WORK ORDER: How many lines in the listing contain the word "mixed"? Reply with the number alone.

*** DATASET ENTRIES Section Begins ***

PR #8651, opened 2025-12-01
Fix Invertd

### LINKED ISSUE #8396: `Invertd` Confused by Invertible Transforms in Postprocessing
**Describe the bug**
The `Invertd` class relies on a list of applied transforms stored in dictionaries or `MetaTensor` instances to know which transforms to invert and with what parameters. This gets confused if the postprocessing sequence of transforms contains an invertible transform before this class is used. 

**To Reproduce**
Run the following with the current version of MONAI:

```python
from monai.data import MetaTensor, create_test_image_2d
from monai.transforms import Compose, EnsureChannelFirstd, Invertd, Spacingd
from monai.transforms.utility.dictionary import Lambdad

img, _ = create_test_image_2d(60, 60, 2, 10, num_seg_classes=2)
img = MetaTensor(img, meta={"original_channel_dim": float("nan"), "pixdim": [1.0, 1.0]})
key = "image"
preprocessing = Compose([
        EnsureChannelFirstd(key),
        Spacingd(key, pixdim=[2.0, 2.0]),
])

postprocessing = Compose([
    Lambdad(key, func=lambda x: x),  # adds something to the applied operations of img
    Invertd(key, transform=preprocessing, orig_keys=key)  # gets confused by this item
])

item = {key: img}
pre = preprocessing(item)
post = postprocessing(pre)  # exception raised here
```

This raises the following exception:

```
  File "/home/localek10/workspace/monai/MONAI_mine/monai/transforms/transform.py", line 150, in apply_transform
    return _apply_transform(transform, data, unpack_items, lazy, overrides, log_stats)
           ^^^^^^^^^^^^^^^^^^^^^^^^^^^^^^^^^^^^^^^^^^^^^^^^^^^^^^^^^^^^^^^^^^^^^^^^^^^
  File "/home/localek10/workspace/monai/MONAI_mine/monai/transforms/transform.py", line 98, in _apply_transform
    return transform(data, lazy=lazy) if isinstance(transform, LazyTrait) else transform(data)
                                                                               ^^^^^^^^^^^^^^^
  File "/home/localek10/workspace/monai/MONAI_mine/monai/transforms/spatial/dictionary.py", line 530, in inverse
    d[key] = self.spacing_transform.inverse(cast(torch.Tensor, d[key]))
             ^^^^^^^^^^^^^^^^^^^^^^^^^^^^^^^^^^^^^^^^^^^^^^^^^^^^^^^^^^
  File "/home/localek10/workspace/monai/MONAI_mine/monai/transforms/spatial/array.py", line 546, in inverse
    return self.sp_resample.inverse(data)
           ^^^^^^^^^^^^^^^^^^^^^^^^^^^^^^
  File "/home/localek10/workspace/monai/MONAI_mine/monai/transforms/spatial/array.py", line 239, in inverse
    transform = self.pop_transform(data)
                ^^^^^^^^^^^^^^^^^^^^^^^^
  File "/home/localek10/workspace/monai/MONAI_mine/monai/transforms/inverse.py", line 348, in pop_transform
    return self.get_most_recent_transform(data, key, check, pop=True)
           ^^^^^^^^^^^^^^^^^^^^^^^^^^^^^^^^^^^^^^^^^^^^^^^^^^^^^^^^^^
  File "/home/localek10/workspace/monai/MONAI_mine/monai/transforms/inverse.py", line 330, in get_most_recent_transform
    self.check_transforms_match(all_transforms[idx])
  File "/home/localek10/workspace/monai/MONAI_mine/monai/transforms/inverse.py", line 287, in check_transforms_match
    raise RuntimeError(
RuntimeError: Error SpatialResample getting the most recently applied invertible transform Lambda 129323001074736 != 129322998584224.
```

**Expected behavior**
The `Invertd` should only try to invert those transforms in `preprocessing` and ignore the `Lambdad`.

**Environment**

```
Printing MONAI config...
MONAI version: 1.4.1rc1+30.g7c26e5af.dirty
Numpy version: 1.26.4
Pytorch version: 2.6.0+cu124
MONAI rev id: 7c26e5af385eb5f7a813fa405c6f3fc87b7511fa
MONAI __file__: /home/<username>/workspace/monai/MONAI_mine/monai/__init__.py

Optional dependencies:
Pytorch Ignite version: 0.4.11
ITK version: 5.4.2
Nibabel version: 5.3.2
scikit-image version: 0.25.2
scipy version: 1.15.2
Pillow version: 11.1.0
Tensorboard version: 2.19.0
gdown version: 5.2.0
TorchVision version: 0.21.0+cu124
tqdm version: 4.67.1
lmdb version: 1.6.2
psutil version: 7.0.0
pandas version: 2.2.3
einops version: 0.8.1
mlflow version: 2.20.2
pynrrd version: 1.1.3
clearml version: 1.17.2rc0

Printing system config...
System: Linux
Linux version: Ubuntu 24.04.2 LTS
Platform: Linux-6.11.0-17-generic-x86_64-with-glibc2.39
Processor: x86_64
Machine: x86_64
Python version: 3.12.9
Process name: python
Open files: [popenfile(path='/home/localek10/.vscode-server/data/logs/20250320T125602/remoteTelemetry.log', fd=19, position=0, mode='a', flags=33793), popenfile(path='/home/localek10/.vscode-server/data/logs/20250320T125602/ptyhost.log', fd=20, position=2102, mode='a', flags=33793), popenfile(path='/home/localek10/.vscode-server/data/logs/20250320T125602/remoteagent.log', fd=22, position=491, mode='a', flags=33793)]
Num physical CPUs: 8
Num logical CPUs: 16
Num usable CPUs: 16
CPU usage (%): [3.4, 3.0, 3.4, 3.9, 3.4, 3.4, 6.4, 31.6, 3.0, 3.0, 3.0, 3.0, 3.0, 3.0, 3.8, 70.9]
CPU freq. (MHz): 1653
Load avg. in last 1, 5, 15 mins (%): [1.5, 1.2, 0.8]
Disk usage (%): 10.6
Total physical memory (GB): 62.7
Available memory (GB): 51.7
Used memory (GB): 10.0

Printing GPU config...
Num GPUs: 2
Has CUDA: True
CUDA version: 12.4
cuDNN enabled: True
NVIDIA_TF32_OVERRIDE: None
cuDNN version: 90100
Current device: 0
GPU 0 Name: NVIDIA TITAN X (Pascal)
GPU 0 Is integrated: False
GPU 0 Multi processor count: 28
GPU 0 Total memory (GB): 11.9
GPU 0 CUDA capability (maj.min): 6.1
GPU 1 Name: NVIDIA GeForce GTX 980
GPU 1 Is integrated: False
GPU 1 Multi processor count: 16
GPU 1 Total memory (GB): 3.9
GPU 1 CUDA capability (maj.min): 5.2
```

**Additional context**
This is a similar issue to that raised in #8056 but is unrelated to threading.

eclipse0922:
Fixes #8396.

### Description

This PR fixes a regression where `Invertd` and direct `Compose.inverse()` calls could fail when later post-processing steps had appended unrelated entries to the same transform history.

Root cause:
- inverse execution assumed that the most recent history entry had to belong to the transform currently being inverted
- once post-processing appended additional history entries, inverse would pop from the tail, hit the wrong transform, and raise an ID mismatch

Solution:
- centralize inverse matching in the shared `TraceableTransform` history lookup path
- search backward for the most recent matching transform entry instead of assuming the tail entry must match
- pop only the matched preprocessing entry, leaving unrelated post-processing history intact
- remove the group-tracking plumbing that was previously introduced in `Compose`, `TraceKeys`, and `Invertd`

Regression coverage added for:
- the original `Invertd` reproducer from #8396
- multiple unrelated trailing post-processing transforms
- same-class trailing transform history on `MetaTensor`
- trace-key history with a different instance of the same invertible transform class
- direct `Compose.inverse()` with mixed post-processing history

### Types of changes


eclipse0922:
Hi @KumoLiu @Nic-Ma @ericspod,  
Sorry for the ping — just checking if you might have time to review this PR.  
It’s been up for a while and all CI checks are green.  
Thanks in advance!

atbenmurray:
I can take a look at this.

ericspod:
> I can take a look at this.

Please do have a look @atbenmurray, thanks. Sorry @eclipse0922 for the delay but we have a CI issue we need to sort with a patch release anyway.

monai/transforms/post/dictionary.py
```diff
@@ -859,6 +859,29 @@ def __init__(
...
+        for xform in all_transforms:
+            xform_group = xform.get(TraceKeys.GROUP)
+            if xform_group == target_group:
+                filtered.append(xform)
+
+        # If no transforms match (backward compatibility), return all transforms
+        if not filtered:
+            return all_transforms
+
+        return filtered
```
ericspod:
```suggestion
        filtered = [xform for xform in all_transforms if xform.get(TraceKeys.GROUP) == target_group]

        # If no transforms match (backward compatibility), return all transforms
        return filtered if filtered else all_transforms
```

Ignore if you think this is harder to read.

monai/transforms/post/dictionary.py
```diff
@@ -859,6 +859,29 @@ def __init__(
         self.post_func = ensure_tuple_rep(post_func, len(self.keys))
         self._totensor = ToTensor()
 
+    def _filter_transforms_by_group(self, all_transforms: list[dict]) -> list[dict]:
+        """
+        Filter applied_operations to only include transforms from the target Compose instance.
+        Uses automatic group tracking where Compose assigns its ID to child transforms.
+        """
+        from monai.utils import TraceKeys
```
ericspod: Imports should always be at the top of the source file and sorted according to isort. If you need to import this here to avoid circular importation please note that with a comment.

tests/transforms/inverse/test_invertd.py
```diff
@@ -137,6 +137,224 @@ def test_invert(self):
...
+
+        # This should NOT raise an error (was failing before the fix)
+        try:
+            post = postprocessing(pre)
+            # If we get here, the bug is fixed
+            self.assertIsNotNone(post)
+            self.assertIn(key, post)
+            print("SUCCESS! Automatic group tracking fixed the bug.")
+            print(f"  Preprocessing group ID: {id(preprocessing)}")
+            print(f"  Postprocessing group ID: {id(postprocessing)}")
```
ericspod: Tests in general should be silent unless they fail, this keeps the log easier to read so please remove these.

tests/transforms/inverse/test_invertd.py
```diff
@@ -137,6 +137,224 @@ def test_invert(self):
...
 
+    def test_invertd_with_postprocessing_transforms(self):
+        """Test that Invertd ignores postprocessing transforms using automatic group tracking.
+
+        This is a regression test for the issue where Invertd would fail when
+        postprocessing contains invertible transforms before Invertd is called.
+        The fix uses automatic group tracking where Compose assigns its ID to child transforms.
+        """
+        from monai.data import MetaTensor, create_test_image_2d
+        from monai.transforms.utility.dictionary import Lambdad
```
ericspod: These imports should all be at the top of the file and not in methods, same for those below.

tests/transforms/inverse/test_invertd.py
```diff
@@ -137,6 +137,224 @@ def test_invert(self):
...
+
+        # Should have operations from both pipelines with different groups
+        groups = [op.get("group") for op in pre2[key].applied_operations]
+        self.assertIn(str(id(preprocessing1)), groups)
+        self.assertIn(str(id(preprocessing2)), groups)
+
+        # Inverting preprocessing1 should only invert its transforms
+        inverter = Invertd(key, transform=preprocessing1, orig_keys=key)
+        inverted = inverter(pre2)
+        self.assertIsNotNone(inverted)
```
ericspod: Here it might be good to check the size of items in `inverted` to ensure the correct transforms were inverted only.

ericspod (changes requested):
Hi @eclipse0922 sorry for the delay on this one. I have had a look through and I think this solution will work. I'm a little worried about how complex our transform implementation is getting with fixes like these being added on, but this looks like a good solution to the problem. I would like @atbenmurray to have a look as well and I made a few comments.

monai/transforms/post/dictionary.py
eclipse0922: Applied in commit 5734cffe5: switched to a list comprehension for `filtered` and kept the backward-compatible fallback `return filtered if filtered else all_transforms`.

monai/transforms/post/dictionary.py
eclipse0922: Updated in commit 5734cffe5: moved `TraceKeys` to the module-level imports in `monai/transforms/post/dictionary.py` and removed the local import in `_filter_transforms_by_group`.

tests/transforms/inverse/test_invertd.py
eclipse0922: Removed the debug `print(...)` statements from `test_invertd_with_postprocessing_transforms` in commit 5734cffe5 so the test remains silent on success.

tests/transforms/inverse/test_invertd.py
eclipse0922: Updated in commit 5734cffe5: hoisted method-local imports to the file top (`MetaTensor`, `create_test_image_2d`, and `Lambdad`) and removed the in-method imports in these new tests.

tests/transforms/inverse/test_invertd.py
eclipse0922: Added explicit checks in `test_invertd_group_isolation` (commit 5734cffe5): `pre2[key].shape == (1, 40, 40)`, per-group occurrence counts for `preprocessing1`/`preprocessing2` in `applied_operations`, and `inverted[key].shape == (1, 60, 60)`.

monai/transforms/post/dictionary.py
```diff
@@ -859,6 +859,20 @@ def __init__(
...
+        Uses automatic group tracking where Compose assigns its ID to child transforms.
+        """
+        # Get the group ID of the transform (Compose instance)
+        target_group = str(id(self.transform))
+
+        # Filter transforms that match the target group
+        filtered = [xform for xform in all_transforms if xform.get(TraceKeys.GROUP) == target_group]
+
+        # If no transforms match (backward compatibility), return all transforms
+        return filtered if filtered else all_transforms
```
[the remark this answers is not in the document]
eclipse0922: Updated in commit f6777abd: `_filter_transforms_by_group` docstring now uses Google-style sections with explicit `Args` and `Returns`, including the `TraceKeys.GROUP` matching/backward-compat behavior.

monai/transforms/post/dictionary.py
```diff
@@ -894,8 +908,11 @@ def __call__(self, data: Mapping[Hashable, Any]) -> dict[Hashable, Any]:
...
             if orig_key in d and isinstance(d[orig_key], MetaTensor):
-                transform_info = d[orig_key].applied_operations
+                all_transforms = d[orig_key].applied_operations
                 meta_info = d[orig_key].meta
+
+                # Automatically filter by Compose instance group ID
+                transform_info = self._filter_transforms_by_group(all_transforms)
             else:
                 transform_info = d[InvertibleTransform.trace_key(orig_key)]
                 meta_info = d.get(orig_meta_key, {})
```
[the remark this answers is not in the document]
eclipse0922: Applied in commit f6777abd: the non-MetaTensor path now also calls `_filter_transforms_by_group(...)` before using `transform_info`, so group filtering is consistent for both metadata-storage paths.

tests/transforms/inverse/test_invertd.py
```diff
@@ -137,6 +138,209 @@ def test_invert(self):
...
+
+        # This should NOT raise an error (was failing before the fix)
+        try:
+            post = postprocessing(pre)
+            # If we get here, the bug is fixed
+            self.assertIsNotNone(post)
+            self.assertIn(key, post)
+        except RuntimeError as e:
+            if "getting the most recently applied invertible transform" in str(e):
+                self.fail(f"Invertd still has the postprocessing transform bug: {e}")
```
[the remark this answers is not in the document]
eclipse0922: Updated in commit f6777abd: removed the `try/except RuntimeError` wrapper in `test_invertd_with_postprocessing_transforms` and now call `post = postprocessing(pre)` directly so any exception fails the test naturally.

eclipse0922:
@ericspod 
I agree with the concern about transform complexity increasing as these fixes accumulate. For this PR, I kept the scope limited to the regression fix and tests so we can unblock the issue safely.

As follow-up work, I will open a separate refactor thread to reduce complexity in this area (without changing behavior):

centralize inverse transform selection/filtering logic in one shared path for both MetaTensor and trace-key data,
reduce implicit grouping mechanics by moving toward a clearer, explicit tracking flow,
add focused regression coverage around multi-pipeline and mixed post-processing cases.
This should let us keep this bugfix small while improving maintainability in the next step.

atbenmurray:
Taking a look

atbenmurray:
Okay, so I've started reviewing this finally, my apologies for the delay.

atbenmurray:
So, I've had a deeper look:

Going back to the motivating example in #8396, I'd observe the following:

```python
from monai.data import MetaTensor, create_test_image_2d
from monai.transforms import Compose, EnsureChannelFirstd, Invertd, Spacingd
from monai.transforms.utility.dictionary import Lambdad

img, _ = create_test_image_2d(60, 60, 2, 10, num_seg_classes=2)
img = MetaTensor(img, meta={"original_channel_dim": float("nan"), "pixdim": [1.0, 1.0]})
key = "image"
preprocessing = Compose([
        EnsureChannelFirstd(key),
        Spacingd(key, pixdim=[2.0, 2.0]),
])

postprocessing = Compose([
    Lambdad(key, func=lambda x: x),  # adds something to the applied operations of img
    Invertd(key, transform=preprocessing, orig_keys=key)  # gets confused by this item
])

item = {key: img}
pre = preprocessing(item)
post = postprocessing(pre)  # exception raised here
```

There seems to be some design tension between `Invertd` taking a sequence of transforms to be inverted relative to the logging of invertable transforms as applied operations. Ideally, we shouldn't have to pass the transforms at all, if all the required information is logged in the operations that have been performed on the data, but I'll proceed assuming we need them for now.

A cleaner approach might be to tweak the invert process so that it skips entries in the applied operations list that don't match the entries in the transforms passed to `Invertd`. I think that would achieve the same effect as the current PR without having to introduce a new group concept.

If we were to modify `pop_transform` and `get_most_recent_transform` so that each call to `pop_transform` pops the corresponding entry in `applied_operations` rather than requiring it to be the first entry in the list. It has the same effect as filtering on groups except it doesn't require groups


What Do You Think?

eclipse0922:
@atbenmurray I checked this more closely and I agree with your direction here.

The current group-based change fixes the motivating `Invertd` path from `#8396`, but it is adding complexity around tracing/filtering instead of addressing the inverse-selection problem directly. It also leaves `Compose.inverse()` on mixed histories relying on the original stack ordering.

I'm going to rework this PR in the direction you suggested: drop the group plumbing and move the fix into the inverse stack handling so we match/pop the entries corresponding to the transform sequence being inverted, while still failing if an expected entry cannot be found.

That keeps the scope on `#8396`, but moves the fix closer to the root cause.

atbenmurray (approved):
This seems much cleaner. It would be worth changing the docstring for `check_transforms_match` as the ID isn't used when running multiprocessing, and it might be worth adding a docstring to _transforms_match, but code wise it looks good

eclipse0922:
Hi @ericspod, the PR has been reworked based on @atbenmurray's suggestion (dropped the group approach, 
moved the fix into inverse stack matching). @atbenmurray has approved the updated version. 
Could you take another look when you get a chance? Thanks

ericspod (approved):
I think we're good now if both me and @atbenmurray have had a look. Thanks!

*** DATASET ENTRIES Section Ends ***

TASK SOLUTION: 3